Stored data
PR #161305, opened 2025-08-22
[cuBLASLt][FP8] `cuBLASLt` appears to support float8 rowwise-scaling on H100

eqy:
Following #157905 I think the macro around
```
  TORCH_INTERNAL_ASSERT(use_rowwise == false, "rowwise scaled_gemm not supported with blaslt");
```
was never updated and this would cause `float8` tests to fail. Also it appears the `Lt` accepts two inputs with `e4m3` and `e5m2` dtypes simultaneously, so removing that check here as well...

CC @lw 

cc @ptrblck @msaroufim @jerryzh168 @csarofeen @xwang233 @voznesenskym @penguinwu @EikanWang @jgong5 @Guobing-Chen @XiaobingSuper @zhuhaozhe @blzheng @wenzhe-nrv @jiayisunx @ipiszy @chenyang78 @kadeng @muchulee8 @amjames @chauhang @aakhundov @coconutruben

PR #162022, opened 2025-09-02
[FP8][cuBLAS][H100] only test fp32 outputs for rowwise `_scaled_mm` on H100

eqy:
only cuBLAS supports float32 output and cuBLAS only supports rowwise for SM 9.0

Intended to land after #161305

### DIFF
--- a/test/test_matmul_cuda.py
+++ b/test/test_matmul_cuda.py
@@ -1353,22 +1353,34 @@ class TestFP8Matmul(TestCase):
         x_fp8 = to_fp8_saturated(x * x_scales, e4m3_type)
         y_fp8 = to_fp8_saturated(y * y_scales, e4m3_type)
 
-        # Calculate actual F8 mm
-        out_scaled_mm = mm_float8(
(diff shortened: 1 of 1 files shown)


test/test_matmul_cuda.py
```diff
@@ -1353,22 +1353,34 @@ def test_scaled_mm_vs_emulated_row_wise(self, base_dtype):
...
+            if base_dtype in {torch.bfloat16, torch.float16}:
+                atol, rtol = 7e-2, 7e-2
+            else:
+                atol, rtol = 2e-3, 2e-3
+
+            self.assertEqual(out_scaled_mm, out_emulated, atol=atol, rtol=rtol)
+
+        # only cuBLAS supports rowwise with fp32 output and cuBLAS only supports
+        # rowwise on SM 9.0
+        if torch.cuda.get_device_capability != (9, 0) and output_dtype == torch.float:
```
ngimel, line 1376: but H100 is sm_90 so the test should not have been failing?

eqy: This is added by the PR and checks that it indeed fails on non-sm90?

ngimel (approved):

What you will do:
What's wanted here is every record, retyped exactly as shown above.

Result of this task:
PR #161305, opened 2025-08-22
[cuBLASLt][FP8] `cuBLASLt` appears to support float8 rowwise-scaling on H100

eqy:
Following #157905 I think the macro around
```
  TORCH_INTERNAL_ASSERT(use_rowwise == false, "rowwise scaled_gemm not supported with blaslt");
```
was never updated and this would cause `float8` tests to fail. Also it appears the `Lt` accepts two inputs with `e4m3` and `e5m2` dtypes simultaneously, so removing that check here as well...

CC @lw 

cc @ptrblck @msaroufim @jerryzh168 @csarofeen @xwang233 @voznesenskym @penguinwu @EikanWang @jgong5 @Guobing-Chen @XiaobingSuper @zhuhaozhe @blzheng @wenzhe-nrv @jiayisunx @ipiszy @chenyang78 @kadeng @muchulee8 @amjames @chauhang @aakhundov @coconutruben

PR #162022, opened 2025-09-02
[FP8][cuBLAS][H100] only test fp32 outputs for rowwise `_scaled_mm` on H100

eqy:
only cuBLAS supports float32 output and cuBLAS only supports rowwise for SM 9.0

Intended to land after #161305

### DIFF
--- a/test/test_matmul_cuda.py
+++ b/test/test_matmul_cuda.py
@@ -1353,22 +1353,34 @@ class TestFP8Matmul(TestCase):
         x_fp8 = to_fp8_saturated(x * x_scales, e4m3_type)
         y_fp8 = to_fp8_saturated(y * y_scales, e4m3_type)
 
-        # Calculate actual F8 mm
-        out_scaled_mm = mm_float8(
(diff shortened: 1 of 1 files shown)


test/test_matmul_cuda.py
```diff
@@ -1353,22 +1353,34 @@ def test_scaled_mm_vs_emulated_row_wise(self, base_dtype):
...
+            if base_dtype in {torch.bfloat16, torch.float16}:
+                atol, rtol = 7e-2, 7e-2
+            else:
+                atol, rtol = 2e-3, 2e-3
+
+            self.assertEqual(out_scaled_mm, out_emulated, atol=atol, rtol=rtol)
+
+        # only cuBLAS supports rowwise with fp32 output and cuBLAS only supports
+        # rowwise on SM 9.0
+        if torch.cuda.get_device_capability != (9, 0) and output_dtype == torch.float:
```
ngimel, line 1376: but H100 is sm_90 so the test should not have been failing?

eqy: This is added by the PR and checks that it indeed fails on non-sm90?

ngimel (approved):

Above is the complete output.